Observations – Nearmap AI comparable to LiDAR
The relative difference exhibited very tight correlation (standard deviation 5.32%), centred around a median difference of -18.1% (where the Nearmap measurement was 18% below the LiDAR measurement), and mean difference of -17.5%. The only outlier was the LGA with smallest coverage (Port Adelaide Enfield), where the value lay around 10%.
Observations – Nearmap AI compared to Hort Innovation/RMIT i-Tree Analysis
The relative differences exhibited much looser correlation, with a standard deviation across all three time points of 11.15%. The means were much closer, however, with a median difference of +1.9%, mean difference +1.1%.
Analysis
Systematic Differences
A systematic difference is a consistent, repeatable difference between two methodologies that is caused by a difference in methodology. ‘Bias’ would be another word commonly used to describe this concept.

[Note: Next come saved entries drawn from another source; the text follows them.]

PR #124, opened 2018-04-24
added startwith option to start mip6

emmser:
Added a new mip6 branch to be in use after upgrade to mip6, this is a mip6-feature. Will be tested after upgrade.

### DIFF
--- a/cg/cli/analysis.py
+++ b/cg/cli/analysis.py
@@ -12,14 +12,16 @@ from cg.store import Store
 LOG = logging.getLogger(__name__)
 PRIORITY_OPTION = click.option('-p', '--priority', type=click.Choice(['low', 'normal', 'high']))
 EMAIL_OPTION = click.option('-e', '--email', help='email to send errors to')
+START_WITH_PROGRAM = click.option('-sw', '--startwith', help='start mip-pipeline with this program and run downstream processes')
 
 
 @click.group(invoke_without_command=True)
 @PRIORITY_OPTION
 @EMAIL_OPTION
+@START_WITH_PROGRAM
 @click.option('-f', '--family', 'family_id', help='family to prepare and start an analysis for')
 @click.pass_context
-def analysis(context, priority, email, family_id):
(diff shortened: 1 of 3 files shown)


cg/cli/analysis.py
```diff
@@ -12,14 +12,16 @@
 LOG = logging.getLogger(__name__)
 PRIORITY_OPTION = click.option('-p', '--priority', type=click.Choice(['low', 'normal', 'high']))
 EMAIL_OPTION = click.option('-e', '--email', help='email to send errors to')
+START_WITH_PROGRAM = click.option('-sw', '--startwith', help='start mip-pipeline with this program and run downstream processes')
```
ingkebil: I would prefer to name this `--start-with`. All words separated by a `-`. This will translate to a `start_with` variable name in python.

cg/cli/analysis.py
```diff
@@ -12,14 +12,16 @@
...
 
 
 @click.group(invoke_without_command=True)
 @PRIORITY_OPTION
 @EMAIL_OPTION
+@START_WITH_PROGRAM
 @click.option('-f', '--family', 'family_id', help='family to prepare and start an analysis for')
 @click.pass_context
-def analysis(context, priority, email, family_id):
+def analysis(context, priority, email, family_id, startwith):
```
ingkebil: ... like here: `startwith` in python (as opposed to in the CLI), will be named `start_with`

cg/cli/analysis.py
```diff
@@ -54,7 +56,7 @@ def analysis(context, priority, email, family_id):
             context.invoke(config, family_id=family_id)
             context.invoke(link, family_id=family_id)
             context.invoke(panel, family_id=family_id)
-            context.invoke(start, family_id=family_id, priority=priority, email=email)
+            context.invoke(start, family_id=family_id, priority=priority, email=email, startwith=startwith)
```
ingkebil: ... Meaning that we need to chagne all python `startwith` to `start_with`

One example would be the difference between a human starting a race manually with a stop watch, and an electronic automated system. The human has a natural reaction time, and there will therefore always be a delay in the manual timing compared to the automated one.
For a canopy cover assessment, the most likely cause of systematic differences comes down to definition. Subtle differences in definition of what constitutes a tree (whether deliberate or a limitation of the sensing system), if applied consistently to a data set, can have a large impact.
There is clearly a strong, systematic difference between the Nearmap AI and LiDAR results. With a paired t-test between the two measurements having a p-value of 0.00003, it is statistically improbable that the differences are due to random variation. Pooling all three time points for the i-Tree analysis data, there is insufficient evidence to suggest a meaningful difference (bias) between the two data sets (p-value of 0.73).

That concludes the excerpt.